When I first heard "Aquarius," I was not impressed. After the millionth listen, I was in love. You could call me a fanboy, or one of those annoying dudes mindlessly infiltrating message boards all over the internet, telling you, your friends, and even your dog to listen to Haken; that is a crime in which I am guilty. Lock me up and throw away the key. I waited and waited and waited for a follow-up to "Aquarius," and it didn't disappoint. Hell, "Visions" might even surpass the record with its magical essence, but that's not a worthwhile deliberation. However, "Visions" progresses the transcendental songwriting and instrumental mastery of Haken's debut into a new frontier of brilliance, and it only goes to show that Haken is no one-trick pony. Instead, they've maintained the consistency of their debut and added a handful of new tints to their agenda which shine beyond what the human eye can see.

"Visions" generally sounds like a continuation of "Aquarius," but it again goes beyond the spectrum of sight, if you will. For one, the focus on keyboard melodies and situations seems to have been reduced, instead utilizing a guitar-driven approach that focuses more so on sturdy riffs and guitar work. Even the basic craziness of "Aquarius" seems to have been cut a bit, perhaps traded for a song-driven album that isn't loaded with unpredictable themes or such a deep touch of insanity. "Visions" overall has less to do with the wacky instruments and keyboard postulates featured throughout "Aquarius" anthems like "Celestial Elixir," but it is undeniably the same group of musicians subpoenaing superb music.

And why does it work so well? Well, the dudes of Haken are incredibly cohesive and flexible as songwriters. They manage to add fantastic guitar work and hooking choruses into perplexing anthems like the versatile "Shapeshifter" with so much power that I'm sure Mike Portnoy would piss himself. Haken can basically compose these deep, multi-layered tunes that weave through so many levels and ideas that there's really nothing the listener can do but gawk at the sheer dominance they display on the musical end.
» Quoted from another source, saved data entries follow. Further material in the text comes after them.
PR #4237, opened 2019-06-09
ipc: add xkb_layout_names and xkb_active_layout_index

emersion:
These can be useful to implement per-window layouts as a script.

See https://github.com/swaywm/sway/issues/2361


ddevault:
Thanks!

PR #4238, opened 2019-06-09
Add a new xkb_switch_layout command

emersion:
This allows users to programatically change the active layout.


ddevault:
Thanks!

Granted, the monolithic title track is certainly the most "progressive" song on the album, and there are masterful sections popping up on such a dazzling scale that it may be the finest thing these Brits have ever created. Overall, the bass work rules, the keys are magical, the guitar work jaw-dropping, and Ross Jennings sounds just as excellent as he did on "Aquarius," thankfully.

As I said, the toned-down songwriting pays off, with huge hits like the record's three-hit combo of "The Mind's Eye," the instrumental "Portals," and the breathtaking "Shapeshifter," just a sample of what makes "Visions" a total smash of an album. And again, there so many exemplary factors that shape Haken's soul that no review or reviewer could plausibly describe the band in a few paragraphs. And as you see, I have no quarrel with "Visions" on any level, and much like its older brother, I've come to truly treasure the sheer ability and prose that flows like blood within the veins of Haken. "Visions" is something more than an album, like a journey through tales of dark premonitions and the understanding of fate, instrumentally provoked and matched into an hour of unbelievable power. There is nothing about Haken that isn't absolutely fascinating, and you are totally missing out on progressive metal's next legend if you aren't meeting eye-to-eye with the magical "Visions."